START INFORMATION PROVIDED

PR #2120, opened 2026-07-27
fix: use Arena.ofAuto instead of Arena.ofShared in FfmSignalHandler (fixes #2117)

### LINKED ISSUE #2117: FfmSignalHandler: use Arena.ofAuto instead of Arena.ofShared
Hey, I ran into this issue while upgrading Jline in babashka (compiled with GraalVM native-image). 
The below text is produced by Opus 5 but I think it's clear enough to read. If you're bothered by this, you can close this issue.

`FfmSignalHandler.register` allocates the sigaction structs in a shared arena:

https://github.com/jline/jline3/blob/master/terminal-ffm/src/main/java/org/jline/terminal/impl/ffm/FfmSignalHandler.java#L263

```java
Arena arena = Arena.ofShared();
```

This is the only use of `Arena.ofShared` in JLine. It makes JLine unusable in a GraalVM
native image unless the image is built with `-H:+SharedArenaSupport`, and that flag is
expensive: it is not per-call-site, it installs an extra compiler phase over the whole
image, so every method that cannot be proven to never access a shared arena gets its
scoped memory accesses instrumented with session checks.

Without the flag, a native image built against JLine 4.3.1 prints this on every terminal
interaction, because the failure is an exception that JLine catches and logs:

```
Support for Arena.ofShared is not active: enable with -H:+SharedArenaSupport
```

GraalVM's own diagnostic recommends the fix:

> replace usages of Arena.ofShared with Arena.ofAuto and disable shared arena support

`Arena.ofAuto` looks like a good fit here. The arena backs a signal handler registration
that lives until `unregister`, it is closed from a thread that may differ from the one
that created it, and an automatic arena is freed by the GC once the `Registration` is
unreachable rather than needing an explicit cross-thread close. The upcall stub in the
same file already uses `Arena.global()`.

If the explicit close in `unregister` must be kept, a confined arena per registration
thread or a documented switch would also avoid the native-image cost.

## Impact

This surfaced in babashka, which ships `jline-terminal-ffm` in a GraalVM native image:
https://github.com/babashka/babashka

Every native-image consumer of `terminal-ffm` has to know about a non-default build flag,
or ship a REPL that prints an internal error on each interaction. The flag works around it
at a small cost. Measured on babashka, Oracle GraalVM 25.0.3, macOS aarch64:

```
jline 4.0.12, no flag    72,190,592 bytes
jline 4.3.1,  no flag    72,456,072 bytes   (+259 KB, JLine 4.3 itself)
jline 4.3.1,  with flag  72,505,624 bytes   (+48 KB for -H:+SharedArenaSupport)
```

The size is minor. The problem is that the default configuration is broken.

## Steps to reproduce

Build any FFM-terminal JLine application with `native-image`, without
`-H:+SharedArenaSupport`, and open a terminal. Each interaction prints the message above.

## Version

JLine 4.3.1, introduced by the FFM sigaction signal handling added in 4.1.
GraalVM for JDK 25.

gnodet:
## Summary

Replace `Arena.ofShared()` with `Arena.ofAuto()` in `FfmSignalHandler` to fix GraalVM native-image compatibility.

`Arena.ofShared()` requires the `-H:+SharedArenaSupport` flag when building a GraalVM native image. Without the flag, every terminal interaction prints an error: `Support for Arena.ofShared is not active: enable with -H:+SharedArenaSupport`. This broke all FFM-terminal JLine consumers in native images (e.g., babashka).

### Changes

- **`Arena.ofShared()` → `Arena.ofAuto()`** in `register()` and `registerDefault()` — the only two `ofShared` call sites in the codebase
- **Remove explicit `arena.close()` calls** — `Arena.ofAuto()` does not support `close()` (throws `UnsupportedOperationException`); native memory is instead reclaimed by the GC when the `Registration` becomes unreachable
- **Remove `arena` field from `Registration` record** — it was only needed for the explicit close; the `oldAction` `MemorySegment` keeps the arena alive through its internal scope reference

### Why `ofAuto` is safe here

The arena backs a signal handler registration that lives from `register()` to `unregister()`. The `Registration` record holds the `oldAction` segment (allocated from the arena), keeping the arena alive. After `unregister()` restores the previous signal handler and the caller drops the `Registration` reference, the GC can reclaim the native memory. This matches the lifecycle perfectly — the existing `ofShared` + explicit close was strictly a convenience, not a correctness requirement.

Fixes #2117

## Summary by CodeRabbit

* **Bug Fixes**
  * Improved signal-handler lifecycle management to reduce the risk of premature cleanup or related failures.
  * Updated signal-handler registration and unregistration behavior for more reliable operation.
* **Refactor**
  * Simplified the stored registration state to better align handler lifetime management with automatic GC control.

### DIFF
--- a/terminal-ffm/src/main/java/org/jline/terminal/impl/ffm/FfmSignalHandler.java
+++ b/terminal-ffm/src/main/java/org/jline/terminal/impl/ffm/FfmSignalHandler.java
@@ -29,7 +29,7 @@ import java.util.concurrent.locks.LockSupport;
  * <ul>
  *   <li>No dependency on internal JVM APIs ({@code sun.misc.Signal})</li>
  *   <li>{@code SA_RESTART} flag to automatically restart interrupted system calls</li>
- *   <li>Arena-scoped handler lifetime</li>
+ *   <li>GC-managed handler lifetime (uses {@link Arena#ofAuto()} for GraalVM native-image compatibility)</li>
  * </ul>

END INFORMATION PROVIDED

* REQUIRED ACTION
Using the entries above, copy out all lines that contain the string "bytes".

* TASK ANSWER
jline 4.0.12, no flag    72,190,592 bytes
jline 4.3.1,  no flag    72,456,072 bytes   (+259 KB, JLine 4.3 itself)
jline 4.3.1,  with flag  72,505,624 bytes   (+48 KB for -H:+SharedArenaSupport)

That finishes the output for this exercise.